Les onzes membres de la cellule terroriste démantelée samedi étaient des Français musulmans, convertis au salafisme. Ce mouvement doctrinal ultraminoritaire suscite peur et fantasmes dans les médias. Pourtant, le raccourci entre salafisme et terrorisme est un abus de langage qui masque une réalité plus nuancée.
Jérémie Louis-Sydney abattu à Strasbourg, Jérémy Bailly interpellé à Torcy, Yann Nsaku arrêté à Cannes… tous les terroristes présumés étaient animés par la même idéologie : le salafisme.
Ce groupe de récents convertis, des jeunes de 19 à 25 ans dotés d’un profil violent et sociopathe, alimente les craintes autour de cette mouvance radicale de l’Islam. A l’heure actuelle, la France compterait 12 000 à 15 000 salafistes sur son territoire, dont un tiers de convertis. Mais la face violente du salafisme constitue une minorité au sein de la minorité.
QU'EST-CE QUE LE SALAFISME ?
Les salafistes sont des musulmans sunnites ultra-orthodoxes. Ils s’inspirent des premiers disciples de Mahomet, les « salafs », pour prôner un Islam plus pur, plus proche de celui des origines. Ils portent souvent barbe et djellaba pour les hommes, niqâb – voile intégral – pour les femmes, et appliquent le Coran au pied de la lettre.
Cette revendication d’un Islam rigoriste a d’abord connu son succès moderne en Arabie Saoudite au XVIIème siècle. Depuis, la famille régnante Al-Saoud a fait du wahabisme – une forme locale de salafisme – la religion d’Etat.
En France, le salafisme a été importé dans les années 90, notamment par des étudiants français au retour de leurs études en Arabie Saoudite, ou par des religieux du Golfe. Ce mouvement intégriste est celui qui recrute le plus en France selon le sociologue Samir Aghar. Interviewé par Atlantico, ce spécialiste du salafisme estime que « les effectifs salafistes ont triplé en moins de 10 ans. »

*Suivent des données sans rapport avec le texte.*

Issue #1880, opened 2016-10-22
No output from scp command


blahgeek:
While running scp in xonsh, the progress does not showed up:

https://asciinema.org/a/322p80uvb0pjyaic2e51iqmhq

I'm using version 3f45378

gforsyth:
Hi @blahgeek -- could you try out the fix in #1890 and see if that resolves your issue?

gforsyth:
Also, sorry for not responding before thsi!

blahgeek:
Works for me, thanks a million!

PR #1890, opened 2016-10-25
Scp predict false

gforsyth:
fix for #1880

### DIFF
--- a/news/scp_predict_false.rst
+++ b/news/scp_predict_false.rst
@@ -1,0 +1,13 @@
+**Added:** None
+
+**Changed:** None
+
+**Deprecated:** None
+
+**Removed:** None
+
+**Fixed:**
+
+* Fix ``scp`` progress not being outputted
+
+**Security:** None
--- a/xonsh/commands_cache.py
+++ b/xonsh/commands_cache.py
@@ -258,6 +258,7 @@ def default_threadable_predictors():
         'less': predict_help_ver,
         'man': predict_help_ver,
         'more': predict_help_ver,
+        'scp': predict_false,
         'sh': predict_shell,
         'ssh': predict_false,
         'startx': predict_false,


laerus:
this list will keep growing, maybe we can find some heuristic for this?

scopatz:
> this list will keep growing, maybe we can find some heuristic for this?

I have been thinking a lot about this. I haven't hit upon a consistent system.  Cases like "git merge" are the weird corner cases that this has to be robust to. I think we do need some better prediction system, though, likely based on the history of commands going into alternate mode or not.

laerus:
not groking everything yet but maybe we can turn this around and have everything be non threadable by default and only switch when we want to do capturing?

scopatz:
> not groking everything yet but maybe we can turn this around and have everything be non threadable by default and only switch when we want to do capturing?

I am -1 on that because it will lead to a lot of bugs involving not streaming output during iteration or calculation.

laerus:
we only want the non blocking capturing behavior when we call `__iter__` right? do we spawn threads each time a command is run? even on plain 'ls' and 'pwd'?

scopatz:
> we only want the non blocking capturing behavior when we call __iter__ right? 

Not only then.  If you want `![cmd]` and thus `_` to have access to the output of a command, then we have to do what we are doing now whenever we stream.  The argument for skipping any capture/stream mechanics for shells, pagers, and text editors is that they don't produce any information worth storing or viewing later, and we know that ahead of time.

> do we spawn threads each time a command is run? even on plain 'ls' and 'pwd'?

Yes.

scopatz:
Thanks @gforsyth!

@laerus - we can keep the discussion going, though, here if you want.

laerus:
But `![cmd]` is by definition non capturing, we had access to the output of command with `_` before too. I think most of the time we run commands that we except to block, just a plain `ls` or `pwd` should block right? even a pipe that's not wrapped with `!()` is excepted to block until we get all the output from the last command.

I've inserted a pdb breakpoint in `iterraw` and it seems that it runs (and spawns a `NonBlockingFDReader`) even with no command, just hitting enter makes gdb hit the breakpoint 3-4 times before returning to the prompt.

I think we should go through the capturing/streaming mechanism only when we explicitly ask for it by calling the __iter__ of `CommandPipeline` somehow. Atm the only use case i can think for this behavior is when using commands/pipes in a for-loop, in every other case we just want to output to stdout or capture the whole thing with `$()` which is a blocking operation anyway.

scopatz:
So previously, we had mixed the notions of capturing and streaming. This mixing got us into a lot trouble with weird edge cases and commands blocking until they were finished, etc. For clarity, let's define

* capturing as xonsh acquiring the output (and error)
* streaming as the process of writing output or reading input as it is generated.

In this regards, the relevant distinction is that `![cmd]` is streaming and `!(cmd)` is non-streaming.  Because we want to iterate over the output, `!(cmd)` via capturing output and then not streaming it stdout. 

Also, if we want to have a single mechanism for handling all process pipelines (which I think leads to fewer and more obvious bugs), and we want capturing anywhere, we basically have to have capturing everywhere.  

And on that note, I personally *want* capturing everywhere. One of my main motivations for working on xonsh is to have a provenance system (in scientific computing lingo) that does all of the work for me. I really do want my shell to be total record of all of the little software experiments I do. So having the option of capturing and storing everything is a major use case for me. (Also, this isn't a feature of any other shell that I know of, so points to us!) I fully expect for most people to not care about this feature, but those of us who do, care deeply. It is part of the reason Jupyter is popular, etc.

The only things we shouldn't capture are when the command tells us not to capture (by going into alternate mode) or if the user says say so (via the commands cache predictors). We defintiely need a better way to predict if a command shouldn't be captured because it won't produce any non-alternate mode output, but I think this is a hard problem. I was working on some ideas before all the pipe issues arose.

Furthermore, I think we should be wary of assuming that simple commands can block. I have regularly had `ls` take 30 - 60 *minutes* on certain systems. These are big HPC machines with a parallel file system (lustre, usually) and `ls` is aliased to `ls --color=auto` (like usual).  So I do think it is a good idea to be non-blocking for everything.  You never know how painfully slow some system is going to be, and if the command is fast, it won't hang around the pipeline loop very long anyway. 

So these are the reasons I wrote it how I did. I am, of course, open to other options and implementations. I'd like for any implementation to hit all of the same features that we are getting now. 

I hope this helps!

laerus:
Alright, sorry for the misunderstanding, when i wrote capturing i meant non-blocking streaming of output either on stdout or when iterating of the command with a for loop. I want capturing of everything too, that's a very useful feature not doubt about that, but this can be done with teeing and without threads right?

My problem is with spawning threads for every command, I don't see the point of streaming the output through a `NonBlockingFDReader` of a simple `ls` (or even a pipe of cmmands) when that's what `ls` is doing anyway, it feels like going through threads just to print to stdout is making it slower than faster. Does it make a difference if you are on these big machines that `ls` takes 30-60mins if you go through threads, correctly if i'm wrong but if `ls` doesn't print anything to stdout then neither our non-blocking reading will read anything. I mean its up to the command to print/redirect it's output either as it produces it either all at once when the command ends and we can't change that.

Personally i would expect commands to block until they are finished except if i add `&` in the end which is the explicit way of making them work in the background and not block my shell. So in a slow machine you can do something like `ls  > filelist &` then continue to work in the foreground. Which atm in my slow netbook wont work cause the output it's not reliable even with low PROC_FREQUENCY.

Btw any hint about how we can make jobs start woking again?

laerus:
some simple benchmarking on my main pc with is pretty fast.
```
import time

cd /usr/bin
outs = set()
start = time.time()
for i in range(1000):
    outs.add($(ls))
print('command took: {}seconds'.format(time.time() - start))
print('difference in outs:', len(outs))
```

on 0.4.7
```
command took: 19.81511902809143seconds
difference in outs: 1
```

on current master
```
command took: 791.6223046779633seconds
difference in outs: 23
```

scopatz:
I'll respond to the rest tonight when I get a chance, but for now...

> Btw any hint about how we can make jobs start woking again?

It isn't clear right now *where* the slowdown is coming from.  If we could find that out, we could address that. 

Also, another thing I have thought of is that it might finally be time to cythonize our amalgamated files.  This should help xonsh overall, but might help a lot here.

scopatz:
@laerus Sorry for taking so long to get back to you!

>  I want capturing of everything too, that's a very useful feature not doubt about that, but this can be done with teeing and without threads right?

This is a great question! The answer is sadly no, and we know this because we have already tried.  @adqm had attempted this a while back in an attempt to replace the the now-removed TeePTY class.  Ignoring the platform dependent issues for the moment, the main issue with "tee-everywhere" is that it consume the stdout.  Say you do something like, 

``` console
$ ls | tee /tmp/myfile
```

And then you read in `/tmp/myfile`.  Now, `ls`'s stdout is not longer at TTY.  Thus you don't get color output, formatted columns, etc. Using `git diff` instead of `ls`, will not open up the PAGER, and will just dump everything to the file / screen.  For `less somefile`, you'd see similar failures.  

Additionally, because [`tee` doesn't let you set its stdin as a TTY](http://man7.org/linux/man-pages/man1/tee.1.html) the above issues problem are basically insurmountable.  You can say something very similar for using `screen` instead of `tee`.

So unfortunately, if we want to have stream, capture, and TTY-like behaviour everywhere we have to manage it ourselves.  (And it is a lot to manage!)

> it feels like going through threads just to print to stdout is making it slower than faster

Something is definitely slowing us down.  I am not sure whether it is the threads themselves or the fact that we are simply asking xonsh to do more real work for each command. I have been wrong before, but I am pretty confident that we can work out the performance issues. Maybe in the short term we could have an envvar flag that toggles using (Popen, stdout=None) and (PopenThread, stdout=TTY pipe). I think that the default should be the current behaviour, but it might help some of these performance issues.

laerus:
@scopatz thank you very much for taking the time to explain this! Some more thoughts, what about instead of an envvar we make the xonsh subproc operators act differently, for example the `$()` operator is capturing but not streaming/non-blocking, the `!()` is for streaming or something among these lines? We can assume that `$()` is a blocking operator so we can skip going through threads. (I'm still going through the code trying to grok stuff)

scopatz:
> what about instead of an envvar we make the xonsh subproc operators act differently, for example the $() operator is capturing but not streaming/non-blocking, the !() is for streaming or something among these lines?

It already does this, actually. It is a little confusing and buried pretty deep, but if either `$(cmd)` or `$[cmd]` is used, the spec is such that this block is entered: https://github.com/xonsh/xonsh/blob/master/xonsh/proc.py#L1447

```python
        if not stdout or not safe_readable(stdout):
            # we get here if the process is not threadable or the
            # class is the real Popen
            wait_for_active_job()
            proc.wait()
            self._endtime()
            if self.captured == 'object':
                self.end(tee_output=False)
            raise StopIteration
```

Basically this waits for the process to end (blocks) and makes sure the correct output in set on the pipeline, if needed.  This is the reason why all of the threadable predictors work.  The main iterraw() loop can be totally skipped.  This gives effectively the same behaviour that we had before.  No extra threads are spawned and output is not tee'd.

> I'm still going through the code trying to grok stuff

No worries, there is a lot to grok!  Thanks for diving into it.  Trust me, I don't want to be the only person who understands how all this stuff works together :).

scopatz:
OK, I may have found where 90% of the slowdowns are coming from.  But it is so simple that I am not sure what else it breaks :).  It *might* even be good enough to not need a heuristic threadable predictor...

PR #1889, opened 2016-10-25
Doc fixes

gforsyth:
Fixing some lingering errors in the sphinx build and removing a few defunct bits of the docs.

PR #1891, opened 2016-10-25
Howtofaq

gforsyth:
This adds a general landing point for "How do I ...?" questions that arise frequently.  

For now, it covers styles, importing local modules into xonsh, making xonsh the default shell and a few other tips/fixes.  

There's a bunch of stuff missing, but at least this gives people a place to stick things and should make it easier for new contributors to add on their own tips/fixes.

This builds on #1889 and so shouldn't go in before that.


laerus:
poor travis... merging this, ty @gforsyth !

scopatz:
Travis is definitely overworked and underpaid :)

Issue #1821, opened 2016-10-09
Pygments highlighting doesn't use terminal colour scheme


OJFord:
What's the correct way to change syntax highlighting colour scheme?

![term colours](https://cloud.githubusercontent.com/assets/3946014/19222818/fc7e868e-8e58-11e6-9f76-5e35eec02aa3.png)

Ignoring that some of my colours are broken in the screenshot above, it's clear that the environment variable is a completely different colour to any of them, and barely legible (this is after I changed my background colour specifically so that I could read it at all).

IMO it would be best if pygments was set to use the terminal emulator's scheme by xonsh, at least as a default.

laerus:
You can change the colors in general by setting `$XONSH_COLOR_STYLE`, you can see the available styles by running `xonfig styles`. Atm i don't think you can change only the highlighting colors.

OJFord:
@laerus So it can only be changed among presets? And none of those presets is "use the terminal emulator's settings"?

I find it odd that anyone would want xonsh to be outputting a different colour scheme to that of any tool like `ls`, for example.

Even if you don't agree this should be the default, is there at least a way I can _manually_ set them to be the same as everything else (i.e. add a new entry to that list)?

melund:
@OJFord I think this will work once pygments 2.2 is released. 

Can you try to run with pygments master?

You can see that it should use the ansicolors (terminal colors) but only if it detects that pygments support it. 
https://github.com/xonsh/xonsh/blob/master/xonsh/pyghooks.py#L646

OJFord:
@melund With pygments 2.2.dev20161011, it's fixed in the prompt (presumably anything using the `{COLOR}` formatters), but not the syntax highlighting:

![screen shot 2016-10-11 at 03 29 44](https://cloud.githubusercontent.com/assets/3946014/19256911/27ab5cc8-8f63-11e6-86f1-30bf1e46bfb0.png)
notice that `$FOO` is the same colour as it and the prompt were before starting a new `xonsh`.

scopatz:
Also note that that you have to use the "default" style to get the terminal colors.  

I agree that the color selection and customization interface could benefit from user-facing improvements. Pull requests very welcome!

OJFord:
This is with default set @scopatz:
![screen shot 2016-10-11 at 05 07 10](https://cloud.githubusercontent.com/assets/3946014/19258564/9ccf6816-8f70-11e6-8f42-eaf4ea205f08.png)

[...]

PR #1894, opened 2016-10-26
Add ansi-color codes to the default style

melund:
This PR updates the PTK styles. So now we don't use pygments when the style is set to 'default'. Instead,  we use the `XONSH_BASE_STYLE` dict, which has been updated to match the default pygments style. 

This has the advantage that we can make a version with ansi color code names. 
See this issue: https://github.com/xonsh/xonsh/issues/1821

At the moment, this is a WIP because I think there is a bug in prompt-toolkit which swap the dark and light ansi color names on Windows. https://github.com/jonathanslenders/python-prompt-toolkit/pull/408 

So I think we should wait until that is fixed.

### DIFF
--- a/news/ansi_colors.rst
+++ b/news/ansi_colors.rst
@@ -1,0 +1,15 @@
+**Added:** None
+
+**Changed:**
+
+* The default style will now use the color keywords (#ansired, #ansidarkred) 
+  to set colors that follow the terminal color schemes. Currently, this requires
+  prompt_toolkit master (>1.0.8) and pygments master (2.2) to work correctly. 
+
+**Deprecated:** None
+
+**Removed:** None
+
+**Fixed:** None
+
+**Security:** None
--- a/xonsh/pyghooks.py
+++ b/xonsh/pyghooks.py
@@ -719,7 +719,7 @@ def _default_style():
             Color.INTENSE_YELLOW: '#ansiyellow',
             Color.NO_COLOR: 'noinherit',
             Color.PURPLE: '#ansipurple',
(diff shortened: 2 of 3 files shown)


gforsyth:
Hey @melund -- overall looks good, just a couple of linting errors

melund:
Thanks. I will fix those lint errors..

scopatz:
Thanks for putting this in @melund! I guess we should wait until the next PTK release it sounds like...

melund:
@OJFord The fix have been merged into prompt_toolkit master. So I think this is ready to go. 

Do you mind trying it? Let me know if you think any of the styles here https://github.com/xonsh/xonsh/pull/1894/files#diff-2316634a699f0d18ebe4a69e7d69ea9cR497 should have different colors...

scopatz:
Happy to merge this whenever @melund

OJFord:
Happy to try it later - but what am I trying?

I don't have a Windows machine at the moment, so I can't test that issue, do I still need to run it with PTK master?

melund:
No need for Windows. The color-names was also swapped for VT100 in PTK. So it wasn't a windows only problem. That is fixed in PTK now.

You should just test that the colors follow your terminal colors when you use the 'default' style in xonsh. You need to use PTK master and pygments master for it to work.

Also, if you think that any of the colors choices does not work well in your terminal I would like some suggestions. 

@scopatz. I believe we can merge this now. Then everyone can help test it if they use pygments and PTK master.

laerus:
ty @melund !!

« Le salafisme tend à devenir (…) une sorte d’orthodoxie à partir de laquelle les musulmans estiment s’ils sont de bons ou de mauvais musulmans », ajoute Samir Amghar.
LES SALAFISTES SONT-ILS DES TERRORISTES ?
Ce raccourci est on ne peut plus faux. Le salafisme est en fait une mouvance hétérogène, qui regroupe trois courants très différents :
- les piétistes : pacifiques, ils représentent l’immense majorité des salafistes et défendent « un islam non violent et apolitique », selon Samir Amghar.
- les politiques : dans le sillage des révolutions arabes, ces activistes souscrivent au jeu politique pour faire avancer leur vision de la société islamique.
- les djihadistes : minoritaires parmi la minorité, ils prônent l’affrontement et la lutte armée pour imposer leur dogme.
Sur Rue 89, le politologue spécialiste de l’Islam Olivier Roy explique que « les salafis purs, majoritaires, veulent un minimum d’interaction avec la société, même avec les autres musulmans, par risque de perdre leur pureté. Ils s’installent dans une contre-société, avec des symboles visuels. Le salafiste peut-être quelqu’un de tout à fait pacifique. »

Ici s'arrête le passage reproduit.